(Beginning of Dataset records)

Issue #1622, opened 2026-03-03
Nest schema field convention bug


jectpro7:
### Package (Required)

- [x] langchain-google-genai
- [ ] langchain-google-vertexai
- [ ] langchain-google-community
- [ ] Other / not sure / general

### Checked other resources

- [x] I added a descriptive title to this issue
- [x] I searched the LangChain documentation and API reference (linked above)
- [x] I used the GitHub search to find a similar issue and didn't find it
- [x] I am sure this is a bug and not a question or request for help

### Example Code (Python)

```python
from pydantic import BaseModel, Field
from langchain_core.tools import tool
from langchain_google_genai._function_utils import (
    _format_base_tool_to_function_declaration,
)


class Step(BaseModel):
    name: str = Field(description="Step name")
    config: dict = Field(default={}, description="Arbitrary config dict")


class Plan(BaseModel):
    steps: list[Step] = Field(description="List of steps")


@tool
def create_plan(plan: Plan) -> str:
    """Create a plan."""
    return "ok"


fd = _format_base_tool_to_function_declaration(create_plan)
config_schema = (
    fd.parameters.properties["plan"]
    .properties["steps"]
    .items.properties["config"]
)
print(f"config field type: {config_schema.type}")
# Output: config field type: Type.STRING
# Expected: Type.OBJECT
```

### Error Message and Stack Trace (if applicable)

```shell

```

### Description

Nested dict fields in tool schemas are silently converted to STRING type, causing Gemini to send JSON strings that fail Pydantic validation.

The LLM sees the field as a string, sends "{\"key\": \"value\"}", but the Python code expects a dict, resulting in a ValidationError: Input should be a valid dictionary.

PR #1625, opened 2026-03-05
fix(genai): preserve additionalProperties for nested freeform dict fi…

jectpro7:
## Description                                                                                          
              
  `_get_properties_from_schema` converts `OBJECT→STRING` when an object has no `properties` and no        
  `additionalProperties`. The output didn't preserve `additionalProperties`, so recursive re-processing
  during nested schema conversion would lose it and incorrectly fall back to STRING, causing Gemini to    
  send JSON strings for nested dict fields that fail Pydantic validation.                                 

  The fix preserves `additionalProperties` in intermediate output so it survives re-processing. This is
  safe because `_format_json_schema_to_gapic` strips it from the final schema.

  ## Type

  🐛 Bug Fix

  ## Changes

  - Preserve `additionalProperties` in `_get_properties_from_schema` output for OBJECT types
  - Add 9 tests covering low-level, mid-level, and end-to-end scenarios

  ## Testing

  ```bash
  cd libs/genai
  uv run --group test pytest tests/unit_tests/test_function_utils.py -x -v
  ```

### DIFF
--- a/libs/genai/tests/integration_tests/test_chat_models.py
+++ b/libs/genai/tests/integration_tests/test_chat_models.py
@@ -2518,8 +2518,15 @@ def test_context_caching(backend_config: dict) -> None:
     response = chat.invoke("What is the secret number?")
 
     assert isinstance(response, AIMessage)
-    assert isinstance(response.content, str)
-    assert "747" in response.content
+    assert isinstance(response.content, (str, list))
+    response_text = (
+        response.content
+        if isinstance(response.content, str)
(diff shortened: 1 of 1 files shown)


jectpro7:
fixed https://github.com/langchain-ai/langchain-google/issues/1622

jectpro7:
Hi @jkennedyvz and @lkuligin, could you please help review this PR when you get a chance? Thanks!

(End of Dataset records)
(Beginning of Dataset records)

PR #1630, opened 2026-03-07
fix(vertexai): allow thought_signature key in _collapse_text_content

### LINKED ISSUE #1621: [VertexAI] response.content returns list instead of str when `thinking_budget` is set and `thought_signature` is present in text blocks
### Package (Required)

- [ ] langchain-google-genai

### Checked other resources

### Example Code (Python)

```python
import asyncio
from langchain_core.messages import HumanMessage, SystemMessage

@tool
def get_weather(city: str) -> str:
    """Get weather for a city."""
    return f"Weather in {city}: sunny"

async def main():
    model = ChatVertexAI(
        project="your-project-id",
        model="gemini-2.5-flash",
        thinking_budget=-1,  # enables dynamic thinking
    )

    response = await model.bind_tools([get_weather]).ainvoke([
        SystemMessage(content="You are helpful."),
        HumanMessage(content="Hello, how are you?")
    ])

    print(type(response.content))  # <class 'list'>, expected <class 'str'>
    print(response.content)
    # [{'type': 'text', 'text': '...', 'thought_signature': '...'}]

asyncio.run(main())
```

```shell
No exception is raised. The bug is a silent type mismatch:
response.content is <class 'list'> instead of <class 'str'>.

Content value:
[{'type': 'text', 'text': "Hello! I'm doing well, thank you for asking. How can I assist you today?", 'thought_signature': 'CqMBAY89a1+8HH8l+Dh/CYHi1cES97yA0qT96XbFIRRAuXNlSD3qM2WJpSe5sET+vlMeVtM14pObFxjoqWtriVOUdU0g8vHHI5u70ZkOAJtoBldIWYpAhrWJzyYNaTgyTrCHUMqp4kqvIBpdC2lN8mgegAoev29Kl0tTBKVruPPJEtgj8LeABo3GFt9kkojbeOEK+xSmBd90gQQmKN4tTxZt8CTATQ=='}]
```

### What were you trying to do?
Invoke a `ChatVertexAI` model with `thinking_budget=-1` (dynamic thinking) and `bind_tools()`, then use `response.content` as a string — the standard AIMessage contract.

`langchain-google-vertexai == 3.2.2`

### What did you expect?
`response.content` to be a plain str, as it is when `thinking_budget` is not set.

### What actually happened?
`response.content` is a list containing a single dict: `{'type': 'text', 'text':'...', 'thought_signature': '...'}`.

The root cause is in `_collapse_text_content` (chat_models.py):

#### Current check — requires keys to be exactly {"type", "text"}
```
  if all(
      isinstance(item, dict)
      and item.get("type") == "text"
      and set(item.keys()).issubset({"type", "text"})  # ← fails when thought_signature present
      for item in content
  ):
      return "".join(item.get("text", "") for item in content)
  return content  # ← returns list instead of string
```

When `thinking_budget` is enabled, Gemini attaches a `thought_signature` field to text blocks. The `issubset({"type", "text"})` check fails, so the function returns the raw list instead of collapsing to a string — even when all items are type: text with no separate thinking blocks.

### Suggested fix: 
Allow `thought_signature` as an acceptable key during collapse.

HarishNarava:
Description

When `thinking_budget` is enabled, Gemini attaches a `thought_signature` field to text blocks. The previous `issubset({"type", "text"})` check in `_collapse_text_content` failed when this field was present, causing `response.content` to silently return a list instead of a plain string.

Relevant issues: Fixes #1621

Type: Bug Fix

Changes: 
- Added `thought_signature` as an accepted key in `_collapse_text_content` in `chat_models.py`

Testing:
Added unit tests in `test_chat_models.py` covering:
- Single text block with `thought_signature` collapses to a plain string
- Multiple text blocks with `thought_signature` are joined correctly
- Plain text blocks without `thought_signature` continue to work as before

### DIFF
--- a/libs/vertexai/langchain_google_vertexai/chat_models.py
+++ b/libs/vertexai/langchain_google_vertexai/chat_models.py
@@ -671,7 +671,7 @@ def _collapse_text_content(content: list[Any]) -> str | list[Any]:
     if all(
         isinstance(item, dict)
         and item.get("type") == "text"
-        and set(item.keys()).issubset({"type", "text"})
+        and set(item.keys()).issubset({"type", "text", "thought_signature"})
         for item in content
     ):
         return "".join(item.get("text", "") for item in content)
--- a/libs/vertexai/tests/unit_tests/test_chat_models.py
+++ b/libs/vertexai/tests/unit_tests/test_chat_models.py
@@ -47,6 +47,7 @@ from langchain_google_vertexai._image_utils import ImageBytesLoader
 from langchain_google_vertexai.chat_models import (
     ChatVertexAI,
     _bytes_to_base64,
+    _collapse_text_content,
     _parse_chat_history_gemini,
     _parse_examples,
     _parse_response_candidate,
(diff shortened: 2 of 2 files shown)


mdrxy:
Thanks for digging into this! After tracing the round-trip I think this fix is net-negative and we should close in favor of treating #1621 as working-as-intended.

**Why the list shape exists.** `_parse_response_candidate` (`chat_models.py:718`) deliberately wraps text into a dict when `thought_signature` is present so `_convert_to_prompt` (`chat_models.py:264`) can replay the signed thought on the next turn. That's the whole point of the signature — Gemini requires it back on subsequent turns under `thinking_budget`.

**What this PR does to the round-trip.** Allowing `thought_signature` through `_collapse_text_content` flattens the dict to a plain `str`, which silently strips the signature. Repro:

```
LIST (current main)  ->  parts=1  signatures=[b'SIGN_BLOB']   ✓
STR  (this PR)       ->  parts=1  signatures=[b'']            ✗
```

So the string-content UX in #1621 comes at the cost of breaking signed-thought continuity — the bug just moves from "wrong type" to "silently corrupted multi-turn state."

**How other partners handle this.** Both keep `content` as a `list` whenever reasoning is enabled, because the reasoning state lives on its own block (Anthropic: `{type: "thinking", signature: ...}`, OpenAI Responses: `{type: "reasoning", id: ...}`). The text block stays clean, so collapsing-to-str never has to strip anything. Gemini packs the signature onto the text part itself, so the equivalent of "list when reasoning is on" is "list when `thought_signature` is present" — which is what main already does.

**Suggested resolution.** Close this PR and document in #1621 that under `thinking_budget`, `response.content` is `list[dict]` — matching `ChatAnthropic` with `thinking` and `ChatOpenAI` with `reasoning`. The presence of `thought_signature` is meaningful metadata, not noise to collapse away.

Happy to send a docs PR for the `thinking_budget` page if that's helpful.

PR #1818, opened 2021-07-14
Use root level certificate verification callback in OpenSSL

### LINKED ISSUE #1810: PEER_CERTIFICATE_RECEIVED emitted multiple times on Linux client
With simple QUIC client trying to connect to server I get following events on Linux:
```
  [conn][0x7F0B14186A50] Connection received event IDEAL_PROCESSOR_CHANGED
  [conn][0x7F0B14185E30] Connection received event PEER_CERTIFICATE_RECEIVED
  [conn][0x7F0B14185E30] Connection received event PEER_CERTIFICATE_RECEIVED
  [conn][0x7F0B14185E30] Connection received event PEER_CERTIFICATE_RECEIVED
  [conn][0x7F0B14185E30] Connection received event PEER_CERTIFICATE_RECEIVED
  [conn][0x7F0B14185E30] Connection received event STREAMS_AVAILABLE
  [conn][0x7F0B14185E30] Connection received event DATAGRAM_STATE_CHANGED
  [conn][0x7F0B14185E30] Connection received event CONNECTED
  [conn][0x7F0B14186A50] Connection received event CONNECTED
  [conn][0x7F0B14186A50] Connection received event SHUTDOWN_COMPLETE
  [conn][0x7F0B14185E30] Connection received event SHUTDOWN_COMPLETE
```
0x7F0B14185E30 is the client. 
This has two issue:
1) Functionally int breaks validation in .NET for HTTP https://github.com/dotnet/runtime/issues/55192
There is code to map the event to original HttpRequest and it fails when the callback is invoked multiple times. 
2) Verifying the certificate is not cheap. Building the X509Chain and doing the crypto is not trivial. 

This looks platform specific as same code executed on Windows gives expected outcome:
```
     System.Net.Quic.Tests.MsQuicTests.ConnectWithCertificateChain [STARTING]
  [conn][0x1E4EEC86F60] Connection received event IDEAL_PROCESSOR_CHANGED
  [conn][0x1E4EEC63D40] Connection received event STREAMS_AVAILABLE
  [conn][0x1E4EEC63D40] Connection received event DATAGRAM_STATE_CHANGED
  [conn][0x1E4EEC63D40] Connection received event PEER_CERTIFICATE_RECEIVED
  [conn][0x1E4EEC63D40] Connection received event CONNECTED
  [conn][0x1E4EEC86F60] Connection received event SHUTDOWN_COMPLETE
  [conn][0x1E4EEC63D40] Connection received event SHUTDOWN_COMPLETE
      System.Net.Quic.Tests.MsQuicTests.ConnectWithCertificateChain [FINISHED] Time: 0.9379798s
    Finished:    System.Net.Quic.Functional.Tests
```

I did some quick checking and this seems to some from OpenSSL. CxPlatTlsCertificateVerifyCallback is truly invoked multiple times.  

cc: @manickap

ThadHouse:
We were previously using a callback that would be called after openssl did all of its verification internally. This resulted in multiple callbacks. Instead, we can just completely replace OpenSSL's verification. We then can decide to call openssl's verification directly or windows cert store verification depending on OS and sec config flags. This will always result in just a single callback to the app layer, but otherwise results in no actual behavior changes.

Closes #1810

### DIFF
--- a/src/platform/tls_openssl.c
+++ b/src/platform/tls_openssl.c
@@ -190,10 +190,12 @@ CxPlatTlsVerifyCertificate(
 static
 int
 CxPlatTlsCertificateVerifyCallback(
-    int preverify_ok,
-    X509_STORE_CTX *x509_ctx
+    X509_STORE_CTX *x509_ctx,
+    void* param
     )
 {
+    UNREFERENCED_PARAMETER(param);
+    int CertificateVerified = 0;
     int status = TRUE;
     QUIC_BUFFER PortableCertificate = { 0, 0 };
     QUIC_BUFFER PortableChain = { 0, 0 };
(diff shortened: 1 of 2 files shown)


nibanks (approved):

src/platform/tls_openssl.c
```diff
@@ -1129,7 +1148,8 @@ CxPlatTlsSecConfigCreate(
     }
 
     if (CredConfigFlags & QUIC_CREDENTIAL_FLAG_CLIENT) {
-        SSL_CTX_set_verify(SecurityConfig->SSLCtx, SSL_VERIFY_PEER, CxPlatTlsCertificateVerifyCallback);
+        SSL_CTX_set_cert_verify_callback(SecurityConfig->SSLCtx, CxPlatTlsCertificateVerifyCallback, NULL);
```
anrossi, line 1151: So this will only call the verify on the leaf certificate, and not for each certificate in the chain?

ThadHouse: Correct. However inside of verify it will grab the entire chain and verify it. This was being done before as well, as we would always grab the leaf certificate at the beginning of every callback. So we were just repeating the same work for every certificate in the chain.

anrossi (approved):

(End of Dataset records)
(Beginning of Dataset records)

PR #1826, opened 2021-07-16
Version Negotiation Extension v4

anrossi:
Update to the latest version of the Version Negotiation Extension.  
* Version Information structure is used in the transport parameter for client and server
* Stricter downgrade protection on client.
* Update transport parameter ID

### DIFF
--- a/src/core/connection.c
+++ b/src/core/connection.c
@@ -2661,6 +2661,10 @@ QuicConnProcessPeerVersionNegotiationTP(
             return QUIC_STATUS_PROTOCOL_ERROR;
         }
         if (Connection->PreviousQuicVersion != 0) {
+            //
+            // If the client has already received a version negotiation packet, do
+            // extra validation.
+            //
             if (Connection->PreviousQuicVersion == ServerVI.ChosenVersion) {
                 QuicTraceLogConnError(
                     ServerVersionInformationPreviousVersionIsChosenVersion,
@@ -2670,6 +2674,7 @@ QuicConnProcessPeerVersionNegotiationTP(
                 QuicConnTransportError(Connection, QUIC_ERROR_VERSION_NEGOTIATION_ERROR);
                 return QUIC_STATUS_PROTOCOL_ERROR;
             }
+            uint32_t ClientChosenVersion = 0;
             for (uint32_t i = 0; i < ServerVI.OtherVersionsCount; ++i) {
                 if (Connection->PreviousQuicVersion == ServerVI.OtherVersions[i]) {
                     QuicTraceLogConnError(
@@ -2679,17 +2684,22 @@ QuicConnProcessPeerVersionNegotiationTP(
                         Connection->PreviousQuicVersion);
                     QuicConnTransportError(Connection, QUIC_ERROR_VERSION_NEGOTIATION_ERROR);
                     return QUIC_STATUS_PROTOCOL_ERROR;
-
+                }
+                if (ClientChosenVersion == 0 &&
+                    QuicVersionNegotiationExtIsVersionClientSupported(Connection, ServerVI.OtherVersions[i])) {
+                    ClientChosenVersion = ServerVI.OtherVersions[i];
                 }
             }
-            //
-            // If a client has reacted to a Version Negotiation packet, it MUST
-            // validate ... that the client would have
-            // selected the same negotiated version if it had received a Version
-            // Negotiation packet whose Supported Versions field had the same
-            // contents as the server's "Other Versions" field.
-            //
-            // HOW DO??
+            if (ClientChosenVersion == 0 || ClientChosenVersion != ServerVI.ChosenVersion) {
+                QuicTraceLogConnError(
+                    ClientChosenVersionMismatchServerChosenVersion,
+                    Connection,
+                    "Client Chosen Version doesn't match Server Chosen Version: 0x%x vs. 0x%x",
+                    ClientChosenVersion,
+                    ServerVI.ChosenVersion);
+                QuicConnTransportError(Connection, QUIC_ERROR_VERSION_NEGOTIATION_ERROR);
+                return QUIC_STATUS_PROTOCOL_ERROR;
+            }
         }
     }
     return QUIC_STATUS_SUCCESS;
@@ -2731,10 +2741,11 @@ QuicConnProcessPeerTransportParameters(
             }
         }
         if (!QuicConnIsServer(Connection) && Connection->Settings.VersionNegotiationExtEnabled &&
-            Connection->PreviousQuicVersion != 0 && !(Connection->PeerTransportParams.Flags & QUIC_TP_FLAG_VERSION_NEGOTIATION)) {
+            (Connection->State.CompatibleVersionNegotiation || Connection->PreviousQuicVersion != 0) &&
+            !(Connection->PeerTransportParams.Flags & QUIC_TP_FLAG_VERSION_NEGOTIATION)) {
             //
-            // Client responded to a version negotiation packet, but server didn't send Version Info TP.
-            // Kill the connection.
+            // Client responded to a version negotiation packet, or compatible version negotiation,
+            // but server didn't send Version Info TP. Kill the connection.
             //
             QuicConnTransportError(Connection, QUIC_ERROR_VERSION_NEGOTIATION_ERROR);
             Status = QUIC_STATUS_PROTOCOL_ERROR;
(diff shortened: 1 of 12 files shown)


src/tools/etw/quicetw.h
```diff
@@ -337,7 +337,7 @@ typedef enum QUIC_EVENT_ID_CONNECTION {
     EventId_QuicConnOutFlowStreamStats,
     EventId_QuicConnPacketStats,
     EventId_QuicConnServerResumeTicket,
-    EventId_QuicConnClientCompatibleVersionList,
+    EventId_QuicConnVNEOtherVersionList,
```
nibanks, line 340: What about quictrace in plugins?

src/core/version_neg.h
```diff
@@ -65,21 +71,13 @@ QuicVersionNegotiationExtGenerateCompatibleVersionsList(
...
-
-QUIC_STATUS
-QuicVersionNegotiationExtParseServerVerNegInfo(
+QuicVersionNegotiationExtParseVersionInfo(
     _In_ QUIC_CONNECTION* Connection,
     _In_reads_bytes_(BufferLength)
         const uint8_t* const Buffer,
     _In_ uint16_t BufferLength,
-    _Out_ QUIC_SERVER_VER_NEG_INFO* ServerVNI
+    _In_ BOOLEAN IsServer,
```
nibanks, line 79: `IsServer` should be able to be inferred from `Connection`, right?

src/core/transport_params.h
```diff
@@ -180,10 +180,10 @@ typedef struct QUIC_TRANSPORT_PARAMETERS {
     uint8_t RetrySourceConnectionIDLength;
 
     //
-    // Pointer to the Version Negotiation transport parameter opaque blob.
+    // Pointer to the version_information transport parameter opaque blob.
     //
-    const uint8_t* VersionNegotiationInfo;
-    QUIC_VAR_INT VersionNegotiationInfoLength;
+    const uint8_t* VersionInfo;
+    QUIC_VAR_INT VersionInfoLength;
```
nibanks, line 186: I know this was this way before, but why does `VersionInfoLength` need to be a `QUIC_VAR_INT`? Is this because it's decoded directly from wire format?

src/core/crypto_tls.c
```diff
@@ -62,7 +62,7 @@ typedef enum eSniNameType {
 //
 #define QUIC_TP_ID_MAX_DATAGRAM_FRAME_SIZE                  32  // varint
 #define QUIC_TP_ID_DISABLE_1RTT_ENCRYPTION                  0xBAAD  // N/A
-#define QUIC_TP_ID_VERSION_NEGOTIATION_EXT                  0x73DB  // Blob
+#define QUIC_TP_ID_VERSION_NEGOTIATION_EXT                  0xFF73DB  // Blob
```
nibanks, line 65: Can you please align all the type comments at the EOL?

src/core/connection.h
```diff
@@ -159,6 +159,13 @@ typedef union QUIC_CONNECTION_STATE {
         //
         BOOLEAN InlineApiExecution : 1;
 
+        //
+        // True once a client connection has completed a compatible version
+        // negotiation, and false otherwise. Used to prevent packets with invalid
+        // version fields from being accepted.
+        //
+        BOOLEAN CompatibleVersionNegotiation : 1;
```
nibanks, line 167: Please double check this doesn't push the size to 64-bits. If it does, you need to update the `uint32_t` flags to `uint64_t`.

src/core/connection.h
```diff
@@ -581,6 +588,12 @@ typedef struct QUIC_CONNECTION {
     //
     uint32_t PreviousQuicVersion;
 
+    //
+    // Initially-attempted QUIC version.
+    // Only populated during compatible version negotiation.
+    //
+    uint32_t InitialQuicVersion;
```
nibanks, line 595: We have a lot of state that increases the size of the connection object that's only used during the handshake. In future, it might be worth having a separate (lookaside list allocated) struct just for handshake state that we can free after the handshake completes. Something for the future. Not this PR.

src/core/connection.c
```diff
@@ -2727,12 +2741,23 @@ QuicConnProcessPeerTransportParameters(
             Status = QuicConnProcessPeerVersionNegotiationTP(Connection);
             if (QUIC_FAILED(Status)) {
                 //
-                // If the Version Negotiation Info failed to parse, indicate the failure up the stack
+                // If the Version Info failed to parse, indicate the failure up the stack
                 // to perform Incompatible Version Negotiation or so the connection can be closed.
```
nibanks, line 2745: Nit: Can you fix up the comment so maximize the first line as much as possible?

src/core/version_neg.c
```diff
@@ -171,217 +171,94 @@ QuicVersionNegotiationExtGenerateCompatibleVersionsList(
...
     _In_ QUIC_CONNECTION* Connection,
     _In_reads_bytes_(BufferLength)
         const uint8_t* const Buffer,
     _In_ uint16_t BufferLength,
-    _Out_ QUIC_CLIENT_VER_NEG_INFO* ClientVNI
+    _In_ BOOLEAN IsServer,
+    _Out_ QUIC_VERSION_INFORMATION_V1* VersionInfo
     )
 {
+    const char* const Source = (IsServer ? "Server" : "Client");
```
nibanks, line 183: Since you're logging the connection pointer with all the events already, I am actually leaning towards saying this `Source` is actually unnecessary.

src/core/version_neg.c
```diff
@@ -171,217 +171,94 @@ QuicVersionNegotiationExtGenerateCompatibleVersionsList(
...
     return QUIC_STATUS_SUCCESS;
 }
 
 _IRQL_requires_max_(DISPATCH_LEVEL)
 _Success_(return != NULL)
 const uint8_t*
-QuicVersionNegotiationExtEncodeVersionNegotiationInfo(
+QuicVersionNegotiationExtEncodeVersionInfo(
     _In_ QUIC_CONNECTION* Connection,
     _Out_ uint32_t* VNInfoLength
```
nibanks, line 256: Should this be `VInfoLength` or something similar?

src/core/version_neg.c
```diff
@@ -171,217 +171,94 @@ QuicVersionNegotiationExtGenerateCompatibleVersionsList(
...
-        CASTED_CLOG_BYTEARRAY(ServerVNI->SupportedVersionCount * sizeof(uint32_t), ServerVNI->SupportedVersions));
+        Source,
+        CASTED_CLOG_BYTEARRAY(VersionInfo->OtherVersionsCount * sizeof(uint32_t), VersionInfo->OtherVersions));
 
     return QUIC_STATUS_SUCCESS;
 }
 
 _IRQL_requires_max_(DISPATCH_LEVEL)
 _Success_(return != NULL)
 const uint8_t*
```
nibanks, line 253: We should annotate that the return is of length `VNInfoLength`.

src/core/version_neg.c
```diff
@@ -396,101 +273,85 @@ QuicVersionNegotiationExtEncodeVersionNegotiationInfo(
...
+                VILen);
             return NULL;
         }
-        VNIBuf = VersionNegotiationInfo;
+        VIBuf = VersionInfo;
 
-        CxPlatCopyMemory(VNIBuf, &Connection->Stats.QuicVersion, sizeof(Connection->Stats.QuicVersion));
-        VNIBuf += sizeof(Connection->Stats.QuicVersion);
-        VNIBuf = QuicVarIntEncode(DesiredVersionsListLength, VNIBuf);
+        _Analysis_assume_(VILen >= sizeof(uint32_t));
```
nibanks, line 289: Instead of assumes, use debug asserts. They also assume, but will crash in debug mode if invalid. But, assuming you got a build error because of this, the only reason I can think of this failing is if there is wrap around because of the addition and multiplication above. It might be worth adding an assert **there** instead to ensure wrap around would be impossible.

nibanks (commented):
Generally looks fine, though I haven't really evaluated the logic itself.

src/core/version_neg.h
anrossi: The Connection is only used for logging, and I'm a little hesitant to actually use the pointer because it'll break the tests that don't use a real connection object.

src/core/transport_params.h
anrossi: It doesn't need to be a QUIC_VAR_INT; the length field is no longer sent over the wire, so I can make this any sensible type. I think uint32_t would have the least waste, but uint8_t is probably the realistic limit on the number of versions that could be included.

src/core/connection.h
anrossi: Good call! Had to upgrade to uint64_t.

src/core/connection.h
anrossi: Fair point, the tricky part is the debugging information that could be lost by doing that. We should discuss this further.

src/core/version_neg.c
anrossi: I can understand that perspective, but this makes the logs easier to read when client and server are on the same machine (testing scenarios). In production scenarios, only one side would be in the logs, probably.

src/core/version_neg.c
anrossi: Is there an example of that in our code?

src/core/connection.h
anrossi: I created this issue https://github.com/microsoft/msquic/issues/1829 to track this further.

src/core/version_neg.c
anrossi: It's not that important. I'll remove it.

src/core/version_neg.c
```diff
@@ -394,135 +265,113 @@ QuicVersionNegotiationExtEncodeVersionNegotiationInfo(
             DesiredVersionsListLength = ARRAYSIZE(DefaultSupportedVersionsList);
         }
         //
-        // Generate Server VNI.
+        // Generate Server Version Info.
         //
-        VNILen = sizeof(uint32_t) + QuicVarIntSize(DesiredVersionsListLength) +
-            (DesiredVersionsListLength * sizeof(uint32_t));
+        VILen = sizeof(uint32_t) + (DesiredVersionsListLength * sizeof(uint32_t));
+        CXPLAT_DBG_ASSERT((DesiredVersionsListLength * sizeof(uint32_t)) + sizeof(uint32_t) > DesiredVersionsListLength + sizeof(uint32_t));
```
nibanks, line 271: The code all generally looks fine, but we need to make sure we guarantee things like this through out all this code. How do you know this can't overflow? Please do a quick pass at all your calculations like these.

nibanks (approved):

(End of Dataset records)

▸ **Aim of the exercise**
Starting from the data above, filter for lines with "indicate" and copy each one.

▸ **Answer to this problem**
-                // If the Version Negotiation Info failed to parse, indicate the failure up the stack
+                // If the Version Info failed to parse, indicate the failure up the stack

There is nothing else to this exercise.